Barty extricates himself from the combined voluptuousness of the chair and the girl, making to follow Regulus when there is a tight grip around his wrist. He has to force himself to look back at Crystal, his jaw tensed before he relaxes it deliberately. "I'll make it up to you," he murmurs. It's not until after she looks him in the eye, though, that she swallows down whatever token protest she was about to make.
Regulus has resumed his previous position on his bed now, and he is staring down at a schoolbook without any apparent recognition. His hand twitches towards it when Barty moves into the room, a guilt reflex that Barty is used to seeing, as if he can catch people red-handed with their own thoughts. After it has passed, Reg just looks like he doesn't know what do to with himself, lips pursed uncomfortably. Barty leans against one of the posts at the foot of Regulus' bed, hands in his pockets.
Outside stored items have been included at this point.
PR #127, opened 2017-07-17
Adds support for Helm templating in deployment.yaml and Chart.yaml

JosephSalisbury:
Towards https://github.com/giantswarm/giantswarm/issues/1655

We require support for templating deployment.yaml files with the
latest image tag, as well as having Helm templating inside these
files - see https://github.com/giantswarm/api/pull/420

This introduces a method that the architect templating uses, which
allows for templating the BuildInfo struct, without clobbering the
Helm templating, as well as being open to new fields in the future.

### DIFF
--- a/template/helm.go
+++ b/template/helm.go
@@ -59,20 +59,23 @@ func (t TemplateHelmChartTask) Run() error {
 	for _, path := range paths {
 		exists, err := afero.Exists(t.fs, path)
 		if err != nil {
-			microerror.MaskAny(err)
+			return microerror.MaskAny(err)
 		}
 
 		if exists {
 			contents, err := afero.ReadFile(t.fs, path)
 			if err != nil {
-				microerror.MaskAny(err)
+				return microerror.MaskAny(err)
 			}
 
 			buildInfo := BuildInfo{SHA: t.sha}
 			templatedContents, err := SafeTemplate(buildInfo, contents)
+			if err != nil {
+				return microerror.MaskAny(err)
+			}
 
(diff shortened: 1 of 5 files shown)


kopiczko:
FYI: reviewing

template/helm.go
```diff
@@ -71,18 +69,9 @@ func (t TemplateHelmChartTask) Run() error {
 			}
 
 			buildInfo := BuildInfo{SHA: t.sha}
+			templatedContents, err := SafeTemplate(buildInfo, contents)
```
kopiczko: error not handled

xh3b4sd: This error is not handled.

template/safe.go
```diff
@@ -0,0 +1,52 @@
...
+
+const (
+	// TemplateFieldFormat is the format for fields that SafeTemplate will template.
+	TemplateFieldFormat = "{{ .%s }}"
+
+	// StringTypeName is the name of the string type.
+	StringTypeName = "string"
+)
+
+// safeTemplate takes a struct and a template byte array, and attempts to
```
xh3b4sd: The method is public with an upper S.

JosephSalisbury:
Not certain if using `reflect` was a good idea, but I didn't want to have two places where we need to define `BuildInfo` fields.

JosephSalisbury:
We need to support helm templating in `deployment.yaml`. The current architect templating completely clobbers it, so we need to handle it a bit 'smarter', for various definitions of smarter.

JosephSalisbury:
Using different delims is a better idea. Going with that for now.

PR #131, opened 2017-07-31
Add ingress controller version to the guest provider

rossf7:
Towards giantswarm/giantswarm#1695

This PR adds the version of the Ingress Controller docker image to the guest provider. This is so we use a retagged image and can replace the hardcoded image in `k8scloudconfig`.


rossf7:
@xh3b4sd Ack. I've added `installations` to my list.

PR #132, opened 2017-07-31
update-kubectl-version

calvix:
safe me ass


calvix:
so much pain because of tests :)

PR #142, opened 2017-08-11
added retry task

xh3b4sd:


tasks/retry.go
```diff
@@ -0,0 +1,52 @@
...
+	err := backoff.RetryNotify(o, t.BackOff, n)
+	if err != nil {
+		return microerror.Mask(err)
+	}
+
+	return nil
+}
+
+func (t RetryTask) Name() string {
+	return t.Task.Name()
```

"Little do they know," he says with a curve of his lips.
Reg looks hard at him for a fleeting moment before laughing, gaze dropping. "Yeah."
"And you?" His voice practically floats, gentle inquiry, but his heart is pounding anticipation even down to his toes.
Regulus' stare lasts longer this time. "What about me."
"What do you know that they don't?"
"I don't—" Regulus is twining his fingers so tightly together that the joints are white where the blood is cutting off. He whispers, "Everything," and looks like he wants to regret it.
"That doesn't answer my question, though," Barty says, his words a little sharper at the edges now. Reg has never been very good at keeping secrets, but Barty's not minded examining the angles of the newfound crypticism Reg has been carrying around with him lately, picking at the loose threads wherever he can. He doesn't find his mood to be bent towards any more coddling, however. Reg must sense it. His nervous movements diverge haltingly to streamline with Barty's heightened calm, Reg's gaze steadying on him.
As Barty pushes off from the bedpost and skirts the edge of the bed until Regulus has to tilt his chin up to look at him, Reg says, "I don't know how much I can trust you. Your father..."
"And what needs to be done to prove that one is his own person?" Barty murmurs.
The hair falls back over Regulus' eyes as he looks down, fingers hovering over his cuff for a minute before pushing the sleeve up his forearm. His skin is white and smooth and exposes blue veins beneath, but his skin is alive where power (he) has been. Barty's hunger is suddenly desperate and clawing. He reaches out to touch it.